2. The method of constructing a speech model training data set according to claim 1, wherein prior to the resampling process of the polyphonic sample vector representations, the method further comprises:

numbering the polyphonic sample vector representations and the non-polyphonic sample vector representations;

and performing repeated sampling processing on the polyphone sample vector characterization, which specifically comprises the following steps:

and according to the serial numbers, performing repeated sampling processing on the polyphone sample vector representation.

3. The method of constructing a speech model training data set according to claim 1, wherein after the repeated sampling of the polyphonic sample vector representations, the ratio of the polyphonic sample vector representations to the non-polyphonic sample vector representations in the sampling result is 1.

4. The method of constructing a speech model training data set according to claim 1, comprising: and constructing a new sample according to the repeatedly sampled polyphonic sample vector characterization by utilizing a SMOTE algorithm.

5. The method of constructing a speech model training data set according to claim 1, further comprising:

and inputting the randomly disturbed voice model training data set into a built deep learning model, and training the deep learning model.

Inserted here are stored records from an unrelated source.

PR #3, opened 2021-09-22
Add `Account` and `Signer` abstractions

martriay:
This PR adds some abstractions like `Account` and `Signer`. Although they simplify development, at the same time it's added complexity and surface area for bugs.

Another question is if these abstractions belong in this repository.


martriay:
Closed in favour of a smarter `Signer` abstraction (already in `main`)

6. An apparatus for constructing a training data set of a speech model, comprising:

a speech model training sample set obtaining unit for performing: acquiring a speech model training sample set, wherein the speech model training sample set comprises polyphone samples and non-polyphone samples, the polyphone samples are sentences at least containing one Chinese polyphone, the non-polyphone samples are sentences not containing Chinese polyphone, the number of the non-polyphone samples is more than that of the polyphone samples, and the polyphone samples and the non-polyphone samples are sentence samples;

a vector characterization unit to perform: carrying out word segmentation processing and word segmentation processing on the sentence sample;

obtaining the vector representation of each word in the sentence sample from a word vector library, and solving the average value of the vector representation of each word to obtain the word vector average value representation of the sentence sample;

a new data generation unit for performing: constructing a new polyphonic sample vector representation according to the repeatedly sampled polyphonic sample vector representation;

7. The speech model training data set construction device of claim 6, wherein after the repeated sampling process of the polyphonic sample vector representations, the ratio of the polyphonic sample vector representations to the non-polyphonic sample vector representations in the sampling result reaches 1.

8. The speech model training data set construction apparatus according to claim 6, wherein the new data generation unit is specifically configured to perform: and constructing a new sample according to the repeatedly sampled polyphonic sample vector characterization by utilizing a SMOTE algorithm.